Would you show every line from the records that holds "constants"?

• Stored dataset items:
|---|
PR #1234, opened 2026-04-11
cleanup: separate real and complex zero/one constants in {c,z}csdts

nakatamaho:
## Summary

This cleanup makes the scalar and complex constants explicit in the CSD
test routines.

`ccsdts.f` and `zcsdts.f` previously used separate real constants
(`REALZERO`/`REALONE`) alongside complex `ZERO`/`ONE`. This change
switches to real `ZERO`/`ONE` and complex `CZERO`/`CONE`, then updates
the affected call sites to use constants with the intended type.

## Changes

- define real `ZERO`/`ONE` and complex `CZERO`/`CONE`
|---|
• TASK SOLUTION:
cleanup: separate real and complex zero/one constants in {c,z}csdts
This cleanup makes the scalar and complex constants explicit in the CSD
`ccsdts.f` and `zcsdts.f` previously used separate real constants
the affected call sites to use constants with the intended type.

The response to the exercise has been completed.